MAE = (1 ± k/100) * MA,

where MA is the moving average, and k is the shift coefficient expressed in percentages. It is worth noting that on some trading platforms, different coefficients may be used for the upper and lower shifts.

The shift coefficient is selected in such a way that the lower and upper envelope lines serve as support and resistance curves for the price chart. It should be understood that moving average envelopes do not incorporate market volatility or the speed of price changes. Therefore, it is not always easy to choose the right coefficient for a rapidly changing market.

The main idea behind moving average envelopes is that the price fluctuates around its average value. It is commonly believed that any significant deviation of the price from its average value will eventually lead to a return to the mean. However, it is important to note that this statement holds true in the absence of a well-defined trend and should be approached with some skepticism. In Forex market analysis, there is no 100% guarantee that any particular indicator will work; there is only a certain degree of probability supported by statistical research on historical data.

From a psychological standpoint of trading in the Forex market, the purpose of this technical indicator can be explained as follows. If market movement is not driven by significant external factors such as political events or the release of economic news, then any deviation from the average is a result of currency speculation. This leads to the market becoming overbought or oversold at the boundaries of the moving average envelopes. Many traders understand this and aim to close their positions at that point.
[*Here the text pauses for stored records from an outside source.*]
Issue #297, opened 2016-01-14
Per-engine exclude_paths options


KevinBongart:
(originally posted here: https://github.com/codeclimate/codeclimate-duplication/issues/74#issuecomment-171466949, now moving the issue to the correct repo)

Hi, is there a way to configure the engine to ignore some paths? There is a global Code Climate setting:

```yml
---
engines:
  duplication:
    enabled: true
    config:
      languages:
      - ruby
  rubocop:
    enabled: true
exclude_paths:
- spec/*
```

But I still want other engines to analyze that spec directory, so I tried both:

```yml
---
engines:
  duplication:
    enabled: true
    config:
      languages:
      - ruby
      exclude_paths:
      - spec/*
  rubocop:
    enabled: true
```

and:

```yml
---
engines:
  duplication:
    enabled: true
    exclude_paths:
    - spec/*
    config:
      languages:
      - ruby
  rubocop:
    enabled: true
```

…but no success. Let me know if I'm doing something wrong, or if this is a future feature!

ABaldwinHunter:
@KevinBongart Thanks again for your suggestion and moving the issue to this repo! 

This feature has been on our radar. 

I look forward to reporting updates as soon as there's progress.

dblandin:
Hey @KevinBongart,

#308 was merged and released a couple weeks ago. As we mentioned in #298, engine-level `exclude_paths` are now supported by the CLI.

Going to go ahead and close this issue. Thanks for your feedback and nudge towards implementing this feature!

PR #298, opened 2016-01-14
Exclude paths for a specific engine

KevinBongart:
re: https://github.com/codeclimate/codeclimate/issues/297

Attempting to add an `exclude_paths` option for specific engines like so:

```yml
---
engines:
  duplication:
    enabled: true
    config:
      languages:
      - ruby
      exclude_paths:
      - spec/*
  rubocop:
    enabled: true
```

~~Currently fails inside engine~~ update: no longer!

Where do I go from here?

### DIFF
--- a/lib/cc/analyzer/engines_config_builder.rb
+++ b/lib/cc/analyzer/engines_config_builder.rb
@@ -33,7 +33,7 @@ module CC
 
       def engine_config(raw_engine_config)
         config = raw_engine_config.merge(
-          exclude_paths: exclude_paths(raw_engine_config.config.fetch("exclude_paths")),
+          exclude_paths: exclude_paths(raw_engine_config.fetch("config", {})["exclude_paths"]),
           include_paths: include_paths,
         )
         # The yaml gem turns a config file string into a hash, but engines
--- a/lib/cc/analyzer/engines_config_builder.rb
+++ b/lib/cc/analyzer/engines_config_builder.rb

Consequently, the price returns to its average level.

Therefore, a buying signal can be indicated when the price crosses the simple moving average curve from top to bottom and then approaches or crosses the lower moving average envelope. In such a case, there is a high probability of a trend reversal, and the price is likely to start rising again. The opposite is true for a selling signal when the price crosses the simple moving average curve from bottom to top and then approaches or crosses the upper moving average envelope. In this scenario, there is a high probability of a trend reversal, and the price is likely to start falling again. It is desirable for the upcoming price increase or decrease to be confirmed by several other technical analysis indicators or reversal patterns.

Moving average envelopes can be constructed based on any type of moving average: simple moving average, weighted moving average, or exponential moving average. However, the most commonly used is the simple moving average. It is important to understand that moving average envelopes do not take market volatility into account, so they can often generate many false trading signals or provide signals that lag significantly behind price movements. The concept of moving average envelopes has evolved into the development of Bollinger Bands, another technical indicator that incorporates price volatility. This indicator will be discussed in the next chapter.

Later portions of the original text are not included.